■ Supplied entries ■
PR #2775, opened 2021-11-02
fix(Timeline): Use date control for stories

### LINKED ISSUE #2706: Compound Timeline Storybook docs page breaks if startDate value changed
### Steps to reproduce

1. Go to https://storybook.design-system.digital.mod.uk/?path=/docs/compound-timeline--default
2. (On the docs tab), click in the text input control for startDate:

  image

3. Click out of the text box

The page becomes blank and a number of errors are logged in the console.

The same happens if the reset button just above the input is clicked.

The cause may be this message in the console:

```
Starting with v2.0.0-beta.1 date-fns doesn't accept strings as date arguments. Please use `parseISO` to parse strings. See: https://git.io/fjule
```

thyhjwb6:
## Related issue
Closes #2706

## Overview
Uses the date control for date fields in `Timeline` stories.

## Reason
Control is suited to dates.

## Work carried out
- [x] Use date control
- [x] Log error when `endDate` is less than `startDate`

### Controls
Screenshot 2021-11-22 at 14 20 10

### Error
Screenshot 2021-11-22 at 14 19 57

### DIFF
--- a/packages/react-component-library/src/components/Timeline/Timeline.tsx
+++ b/packages/react-component-library/src/components/Timeline/Timeline.tsx
@@ -90,7 +90,7 @@ export const Timeline: React.FC<TimelineProps> = ({
   children,
   className,
   dayWidth,
-  hasSide,
+  hasSide = false,
   hideScaling = false,
   hideToolbar = false,
   isFullWidth = false,
--- a/packages/react-component-library/src/components/Timeline/Timeline.tsx
+++ b/packages/react-component-library/src/components/Timeline/Timeline.tsx
@@ -1,4 +1,5 @@
 import React from 'react'
+import { isAfter } from 'date-fns'
 
 import { ComponentWithClass } from '../../common/ComponentWithClass'
 import { TimelineProvider } from './context'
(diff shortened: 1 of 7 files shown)


packages/react-component-library/src/components/Timeline/__tests__/Timeline.test.tsx
```diff
@@ -2094,6 +2094,47 @@ describe('Timeline', () => {
...
 
+  describe('when `endDate` is before `startDate`', () => {
+    let consoleErrorSpy: jest.SpyInstance
+
+    beforeAll(() => {
+      timezoneMock.register('Europe/London')
+    })
+
+    beforeEach(() => {
+      consoleErrorSpy = jest.spyOn(global.console, 'error')
```
jpveooys, line 2105: Call `consoleErrorSpy.mockRestore()` in an `afterEach()`?

(Could turn on https://jestjs.io/docs/configuration#restoremocks-boolean, but looks like we'd need to fix some tests...)

jpveooys (approved):
Nice one! One small comment

packages/react-component-library/src/components/Timeline/Timeline.tsx
```diff
@@ -86,11 +87,20 @@ function getHoursBlockSize(
   )
 }
 
+function getEndDate(startDate: Date, endDate: Date) {
+  if (startDate && endDate && isAfter(startDate, endDate)) {
+    console.error('`startDate` is after `endDate`')
```
m7kvqbe1: Can we use the wrapped logger here?

 https://github.com/defencedigital/mod-uk-design-system/blob/master/packages/react-component-library/src/utils/logger.ts

m7kvqbe1 (dismissed):
LGTM just a comment about the logging

jpveooys (approved):

PR #2779, opened 2021-11-03
fix(DatePicker): Fix date validation when using custom date format

### LINKED ISSUE #2766: DatePicker: Keyboard date entry fails when using custom date format
### Steps to reproduce

1. Go to https://storybook.design-system.digital.mod.uk/?path=/story/date-picker--custom-format
2. Click in the date picker
3. (Optional) type a new date using the keyboard
3. Click out of the input

A red invalid value border appears around the input.

### Screenshot

datepicker-custom

jpveooys:
## Related issue

Fixes #2766 

## Overview

This fixes the validation of types date when a custom date format is being used.

## Link to preview

https://date-picker-custom-format.netlify.app/

## Reason

It was a bug.

## Work carried out

- [x] Add relevant tests
- [x] Amend date validation logic

### Before

datepicker-custom-before

### After

datepicker-custom-after

## Developer notes

The first problem was that a regular expression was being used to initially validate the date, and this only accounted for the default date format.

The second problem was that the `isMatch` (and `parse`) functions from `date-fns` accept years less than four-digits, and so while typing e.g. 01/01/2021, `onChange` is called four times as the year is being typed.

The solution was to try and parse the date (which is what `isMatch` does already), and then check that the year of the parsed date is not less than or equal to 999.

I also refactored some of the logic slightly to avoid having to validate and parse the date multiple times in a row.

### DIFF
--- a/packages/react-component-library/src/components/DatePicker/DatePicker.test.tsx
+++ b/packages/react-component-library/src/components/DatePicker/DatePicker.test.tsx
@@ -14,6 +14,7 @@ import { DatePicker } from '.'
 import { Button } from '../Button'
 
 const NOW = '2019-12-05T11:00:00.000Z'
+const ERROR_BORDER = `1px solid ${ColorDanger600}`
 
 function click(element: HTMLElement) {
   fireEvent.mouseDown(element)
@@ -453,7 +454,7 @@ describe('DatePicker', () => {
             it('should be in an error state', () => {
               expect(
                 wrapper.getByTestId('datepicker-outer-wrapper')
-              ).toHaveStyleRule('border', `1px solid ${ColorDanger600}`)
+              ).toHaveStyleRule('border', ERROR_BORDER)
             })
 
             describe('and the escape key is pressed', () => {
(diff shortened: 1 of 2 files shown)


packages/react-component-library/src/components/DatePicker/DatePicker.test.tsx
```diff
@@ -925,6 +932,61 @@ describe('DatePicker', () => {
...
+      it('invokes the `onChange` callback', () => {
+        const expectedDate = new Date('2016-02-03T12:00:00.000Z')
+        expect(onChange).toHaveBeenCalledTimes(1)
+        expect(onChange).toHaveBeenCalledWith({
+          startDate: expectedDate,
+          endDate: expectedDate,
+        })
+      })
+
+      it("isn't in an error state", () => {
```
m7kvqbe1, line 952: Single quotes here

m7kvqbe1 (approved):
LGTM

packages/react-component-library/src/components/DatePicker/DatePicker.test.tsx
jpveooys: Nested single quote there – Prettier will change it even if you escape it.

PR #2807, opened 2021-11-17
Change default Storybook layout and improve Story sorting

jpveooys:
## Overview

This makes a couple of changes:

- changes the default layout of stories from `fullscreen` to the default layout (`padded`) (while changing certain stories to use `fullscreen` where it makes sense)
- sorts folders in Storybook alphabetically
- changes the Meta and Story types to be imported from `@storybook/react` instead of `@storybook/react/types-6-0`

## Link to preview

https://5e25c277526d380020b5e418-kqmsqxgvha.chromatic.com/

### Layout

For many stories, a full-screen layout was problematic because it caused shadows and borders to be out of view on the Canvas tab:

image

With padding these can be properly seen:

image

I've gone through and manually applied the `fullscreen` layout to stories for components where it makes sense or wasn't getting in the way of borders or shadows.

(There shouldn't be any change to the Docs tab.)

### Sorting

The change to sorting is to stop some story folders being sorted last:

image

Instead these are sorted alphabetically:

image

There is no change to the sorting of individual stories, but note that we are currently getting hit by this in production: https://github.com/storybookjs/storybook/issues/15574

This is currently causing some individual stories to be in the wrong order in production e.g. https://storybook.design-system.digital.mod.uk/?path=/docs/range-slider--custom-value-formatter

### Imports

This change is to simply make the imports in line with [examples in the Storybook docs](https://storybook.js.org/docs/react/get-started/setup):

image

## Work carried out

- [x] Remove the default `fullscreen` layout override
- [x] Go through stories and set certain ones to use a `fullscreen` layout as appropriate
- [x] Configure story sorting
- [x] Correct type imports

### DIFF
--- a/packages/react-component-library/src/components/CheckboxE/CheckboxE.stories.tsx
+++ b/packages/react-component-library/src/components/CheckboxE/CheckboxE.stories.tsx
@@ -1,5 +1,5 @@
 import React from 'react'
-import { Story, Meta } from '@storybook/react/types-6-0'
+import { Story, Meta } from '@storybook/react'
 import { action } from '@storybook/addon-actions'
 import { Field, Formik, Form } from 'formik'
 import * as yup from 'yup'
--- a/packages/react-component-library/src/components/CheckboxE/CheckboxE.stories.tsx
+++ b/packages/react-component-library/src/components/CheckboxE/CheckboxE.stories.tsx
@@ -11,7 +11,7 @@ import { FormikGroupE } from '../FormikGroup'
 
 export default {
   component: CheckboxE,
-  title: 'CheckboxE',
+  title: 'Checkbox (Experimental)',
   parameters: {
     actions: { argTypesRegex: '^on.*' },
   },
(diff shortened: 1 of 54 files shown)


packages/react-component-library/src/components/CheckboxE/CheckboxE.stories.tsx
```diff
@@ -1,5 +1,5 @@
 import React from 'react'
-import { Story, Meta } from '@storybook/react/types-6-0'
+import { Story, Meta } from '@storybook/react'
```
m7kvqbe1, line 2: I've just noticed the name of this set of component seems to be incorrect in the Sidebar.

Could we change this to `Checkbox (Experimental)`.

packages/react-component-library/src/components/RadioE/RadioE.stories.tsx
```diff
@@ -1,5 +1,5 @@
 import React from 'react'
```
m7kvqbe1, line 1: Same as CheckboxE - needs name changing to `Radio (Experimental)` in Storybook sidebar.

m7kvqbe1 (changes requested):
LGTM - just noticed some naming inconsistencies that could be fixed quickly in this PR.

m7kvqbe1 (approved):

PR #2808, opened 2021-11-17
fix(Storybook): Firefox Storybook docs obscures components

### LINKED ISSUE #2810: Storybook obscures hidden components (like `DatePicker`) in Firefox browser
This only happens in Firefox:

Screenshot 2021-11-17 at 11 05 19

m7kvqbe1:
## Related issue

Closes #2810

storybookjs/storybook#16714

storybookjs/storybook#8928

## Overview

Overiding some Storybook styles to fix presentation when viewed using the Firefox browser.

## Reason

>Storybook obscures components that have hidden elements (think ContextMenu or DatePicker) when viewed with the Firefox browser.

## Work carried out

- [x] Run Cypress e2e suites against Firefox in CI
- [x] Add `ContextMenu` test to catch issue
- [x] Overide some Storybook styles to fix Firefox presentation

## Screenshot

Screenshot 2021-11-17 at 11 05 03
Screenshot 2021-11-17 at 11 05 19

## Developer notes

Added slightly different assertion to account for Firefox behaviour with `DatePicker`.

Issue created pending further investigation: https://github.com/defencedigital/mod-uk-design-system/issues/2809

### DIFF
--- a/.github/workflows/build_and_test_feature.yml
+++ b/.github/workflows/build_and_test_feature.yml
@@ -3,279 +3,272 @@ name: Build & Test Feature
 on: pull_request
 
 jobs:
-     Build_icon_library:
-      runs-on: ubuntu-latest
-      steps:
-        - name: Git clone repository
-          uses: actions/checkout@v2
+  Build_icon_library:
+    runs-on: ubuntu-latest
+    steps:
+      - name: Git clone repository
+        uses: actions/checkout@v2
 
-        - name: Cache Node modules
-          uses: actions/cache@v2
-          with:
-            path: '**/node_modules'
-            key: ${{ runner.os }}-modules-${{ secrets.CACHE_VERSION }}-${{ hashFiles('**/yarn.lock') }}
+      - name: Cache Node modules
+        uses: actions/cache@v2
+        with:
+          path: '**/node_modules'
+          key: ${{ runner.os }}-modules-${{ secrets.CACHE_VERSION }}-${{ hashFiles('**/yarn.lock') }}
 
-        - name: Cache Cypress binary
-          uses: actions/cache@v2
-          with:
-            path: ~/.cache/Cypress
-            key: cypress-${{ runner.os }}-cypress-${{ hashFiles('**/yarn.lock') }}
-            restore-keys: |
-             cypress-${{ runner.os }}-cypress-
+      - name: Cache Cypress binary
+        uses: actions/cache@v2
+        with:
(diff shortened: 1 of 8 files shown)


jpveooys:
Did you mean to link #2810 instead of #418?

.github/workflows/build_and_test_feature.yml
```diff
@@ -3,279 +3,280 @@ name: Build & Test Feature
...
+
+      - name: Confirm Cypress binary is installed
+        run: |
+          result=$(yarn cypress version)
+          if [[  `echo $result` == *"not installed"* ]];
+            then echo "cypress binary is not installed, installing binary...." && yarn cypress install;
+            else echo "cypress binary is installed, no action required";
+          fi
+
+      - name: Run e2e tests - Chrome
```
jpveooys: Would be nice to use a matrix for this if we can: https://docs.github.com/en/actions/learn-github-actions/workflow-syntax-for-github-actions#jobsjob_idstrategymatrix

m7kvqbe1: Ooh nice! I'll change it now!

jpveooys (commented):
Nice one! This was driving me insane :smile: 

There's a small glitch with the Modal and Dialog backgrounds at the top if it's easily fixable (not to worry if not):

image

packages/react-component-library/cypress/specs/ContextMenu/index.spec.ts
```diff
@@ -0,0 +1,23 @@
+import { describe, cy, it, before } from 'local-cypress'
```
jpveooys: Could sort the imported names alphabetically:

```suggestion
import { before, cy, describe, it } from 'local-cypress'
```

m7kvqbe1:
Nice spot! That has also been sorted now.

.github/workflows/build_and_test_master.yml
```diff
@@ -146,6 +146,8 @@ jobs:
      Test-e2e_react-component-library:
       runs-on: ubuntu-latest
       needs: [Build_icon_library, Lint_react-component-library]
+      matrix:
```
jpveooys: FYI it's not building at the moment – `matrix` should be nested under a `strategy` key

m7kvqbe1: 🤦‍♂️

jpveooys (approved):
Nice one :+1:

PR #2813, opened 2021-11-17
docs(Storybook): Enable dynamic source code generation

### LINKED ISSUE #2811: Storybook story source code isn't being generated correctly
### Steps to reproduce

1. Go to e.g. https://storybook.design-system.digital.mod.uk/?path=/docs/button-experimental--default
2. Click on the code button

The source code isn't generated correctly:

image

However, this is supposed to work: https://github.com/storybookjs/storybook/pull/11332

It can also be seen working in this example here:
https://next--storybookjs.netlify.app/official-storybook/?path=/docs/docs-source--loading

We need to investigate why it's not working in this project.

jpveooys:
## Related issue

Fixes #2811

## Overview

This turns on dynamic source code generation on the Docs tab in Storybook.

## Link to preview

https://5e25c277526d380020b5e418-ziursfrpsg.chromatic.com/

## Reason

To generate more useful code examples.

## Work carried out

- [x] Turn on dynamic source code generation by default
- [x] Check each docs page in Storybook
- [x] Tweak a few stories for better code snippets
- [x] Turn off source code generation for certain Select and Table stories due to incompatibility

### Before

code-before

### After

code-after

## Developer notes

There were a couple of limitations found which workarounds have been put in for:

- a couple of stories were being hit by storybookjs/storybook#16730, I've amended those stories to work around that
- it also breaks IE11 on Chromatic, so it's disabled there too

(If you want to look through the generated source more easily, you can set `parameters.docs.source.state` to `open` in `packages/react-component-library/.storybook/preview.js` open the code panels by default.)

### DIFF
--- a/packages/react-component-library/.storybook/preview.js
+++ b/packages/react-component-library/.storybook/preview.js
@@ -29,9 +29,18 @@ function clickDocsButtonOnFirstLoad() {
 window.addEventListener('load', clickDocsButtonOnFirstLoad)
 
 export const parameters = {
+  jsx: {
+    // Filter out callback props injected by the Actions addon
+    // from dynamic code snippets on the Docs tab as these are
+    // noisy and usually not needed
+    filterProps: (value) =>
+      value !== undefined && value?.name !== 'actionHandler',
+  },
   docs: {
     source: {
-      type: 'code',
+      // Avoid breaking IE11 on Chromatic as WeakSet isn't available
+      // there
+      type: typeof WeakSet === undefined ? 'code' : 'auto',
     },
   },
   options: {
--- a/packages/react-component-library/src/components/ContextMenu/ContextMenu.stories.tsx
+++ b/packages/react-component-library/src/components/ContextMenu/ContextMenu.stories.tsx
@@ -1,5 +1,6 @@
 import React, { useRef } from 'react'
 import { Story, Meta } from '@storybook/react'
+import styled from 'styled-components'
 
 import { IconEdit, IconDelete, IconAdd } from '@defencedigital/icon-library'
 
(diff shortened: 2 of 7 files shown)


jpveooys:
I think I've got a better workaround for the nested JSX problem – let me double-check and push a fixup if I do...

m7kvqbe1:
Looks good to me - it's a pitty that the dynamic source code generation doesn't handle the callbacks nicely.

I wonder if there is a way to fix that. Does `showFunctions` do anything?

https://github.com/storybookjs/storybook/blob/8d7fa4249cc73f315cfc15ebd8c6f0d574f341d5/addons/docs/src/frameworks/react/jsxDecorator.tsx#L142

Screenshot 2021-11-19 at 10 04 44

jpveooys:
It's worse with `showFunctions` on :smile: 

image

Those functions are coming from the actions addon from the looks of it. 

One option is to try and replace those with something prettier:

```
export const parameters = {
  docs: {
    transformSource: (source) =>
      source.replaceAll(/function noRefCheck\s?\(\)\s?{}/g, '() => {}'),
...
```

Which renders:

image

(In fact they are trying to do that already, but they're using `replace` instead of `replaceAll`...
https://github.com/storybookjs/storybook/blob/8d7fa4249cc73f315cfc15ebd8c6f0d574f341d5/addons/docs/src/frameworks/react/jsxDecorator.tsx#L137
)

Another option is to try and strip them out using the same approach, but it may be misleading if the props are required, and can cause problems with line wrapping. That would end up looking something like this:

image

(using `/\n\s+\w+={(function noRefCheck\s?\(\)\s?{}|\(\)\s?=>\s?{})}/g` for the regex).

jpveooys:
Just found a better option actually:

```
export const parameters = {
  jsx: {
    filterProps: (value, key) =>
      value !== undefined && value.name !== 'actionHandler',
  },
...
```

Ends up with:

image

Let me test that a bit more thoroughly and will push a fixup...

jpveooys:
I've put that in now so the injected actions prop values will be removed from the generated source.

I've also amended the stories that were being hit by https://github.com/storybookjs/storybook/issues/16730 to work around that problem without disabling dynamic source code generation for them. (The fix is to use the args pattern, or otherwise move the array with nested JSX outside of the function component body.)

(There was one Select story that had an incorrect height so I've fixed that as well.)

m7kvqbe1 (approved):
LGTM

packages/react-component-library/.storybook/preview.js
```diff
@@ -29,6 +29,10 @@ function clickDocsButtonOnFirstLoad() {
 window.addEventListener('load', clickDocsButtonOnFirstLoad)
 
 export const parameters = {
+  jsx: {
+    filterProps: (value, key) =>
```
m7kvqbe1: I wonder if this warrants a comment

jpveooys: Done!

■ The problem ■
What is the number of lines in the records that include the word "netlify"? Answer with that number only.

■ The answer ■
2